Ketika aku sedang fokus mengembalikan ritme normal detak jantung, Darsam bertanya, "Ngomong-ngomong, kenapa Arsyi bisa benci banget sama kau?"
Aku berpikir sejenak. Bahkan, sampai makanan diantar pun aku tidak dapat menemukan penyebab kenapa Arsyi membenciku. Mungkin sudah takdir kali, ya. Bahwa hidup di dunia itu pasti ada saja orang yang nggak suka sama kita. Dan di dalam hidupku, orang tersebut adalah Arsyi.
"Kau sendiri juga nggak tahu?" sahut Darsam lagi.
"He he, enggak. Beneran, aku berpikir keras buat nyari penyebabnya apa, tapi aku belum bisa nemuin satu pun alasan yang masuk akal. Memang kita pada dasarnya nggak pernah akur, sih. Dari kecil selalu berantem. Bahkan sekarang pun, nggak hanya di sekolah, di rumah pun di sering neror aku. Makanya kalau di rumah itu aku selalu di kamar terus, kek jamur."
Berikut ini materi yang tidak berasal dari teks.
PR #445, opened 2022-01-25
Update uncrustify configuration and improve CI setup

swaldhoer:
Description
-----------

**Uncrustify Setup**

There are two issues with the current uncrustify setup:
- configuration file is based on version 0.67, but another version is used
  - Therefore all options than have been added to uncrustify since them are implict, and this might/will lead to undesried behavior.
  - Therefore, configuration file has been updated to the currently used version. The diff looks like some settings have gone missing, but they are not; these settings are now aligned with the uncrustify configuration and therefore future updates will be simpler.
- the CI step just installs the latest version and therefore does not specifing the exact version:
  - This can lead to CI fails in the future, once a newer version is available, that introduces breaking changes.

"Artinya kau harus nyari tahu. Apa penyebabnya. Dan mastiin apa betul kalau dia juga yang mempengaruhi Gea kemarin."
"Ya pasti aku nyari tahu. Tapi caranya ini, loh. Gimana ini caranya?"
"Soal cara, gampang. Aku udah punya ide. Tinggal tunggu tanggal main.
Aku menatapnya tidak yakin, heran. Lah terus, aku ke sini buat nemenin dia makan doing, gitu? Nggak ngobrolin rencana dia apa.
Tapi sebelum aku membuka suara, ponselku lebih dulu bergetar.
Aku langsung merogoh saku dan menemukan di layar bahwa nomor tidak dikenal masuk lagi ke ponselku. Aku menerka, kira-kira siapa lagi dalangnya. Aku ingin segera mengangkat telepon itu, tapi setelah aku pikir-pikir... Nomorku ini nomor baru, aku menyimpulkan kalau itu mungkin hanya orang iseng. Atau bisa jadi hacker dadakan yang menyalahgunakan kemampuannya untuk menipu orang. Mungkin kali ini nomorku sasarannya. Atau bisa jadi ini adalah nomor orang pemilik konter pulsa tenpat aku sempat mengisi paket data kemarin. Jadi aku lebih memilih untuk mengabaikan panggilan itu. Toh, kalau memang urgent, pasti dia masih berusaha dengan cara lain, mengirimiku pesan misalnya.
"Nggak diangkat?"
"Nggak. Nomor nggak kenal. Toh kalau emang butuh, pasti ya nanti ngirim lewat pesan," kataku seraya meneguk minuman yang telah dipesan Darsam tadi.
"Hem. Ya udah, cepet habisin. Biar bisa anterin kau pulang. Kayaknya hawanya mau hujan, nih."
"Emang ada kendaraan buat pulang?"
"Nggak, lah. Udah buruan habisin," desaknya. Mau tidak mau, aku segera menghabiskan minuman itu. Benar-benar orang yang menyebalkan. Dia sendiri yang minta ditemanin, dia pula yang buru-buru ngajak pulang. Teman-teman, jangan ditiru orang seperti dia. Bagaimana pun, ada norma tidak tertulis ketika kau berani untuk memulai ngajak seseorang. Hargai preferensi orang yang kau ajak. Dari mulai tempatnya, hingga memutuskan untuk pulang jam berapa. Harus benar-benar sepakat dan nyaman.
***
Darsam mengantarku hingga ke depan rumah. Bahkan dia pun tidak peduli kalau ada Arsyad di garasi. Tetapi yang justru bereaksi adalah Arsyad sendiri. Dia menghampiriku dengan senyum-senyum menggelikan.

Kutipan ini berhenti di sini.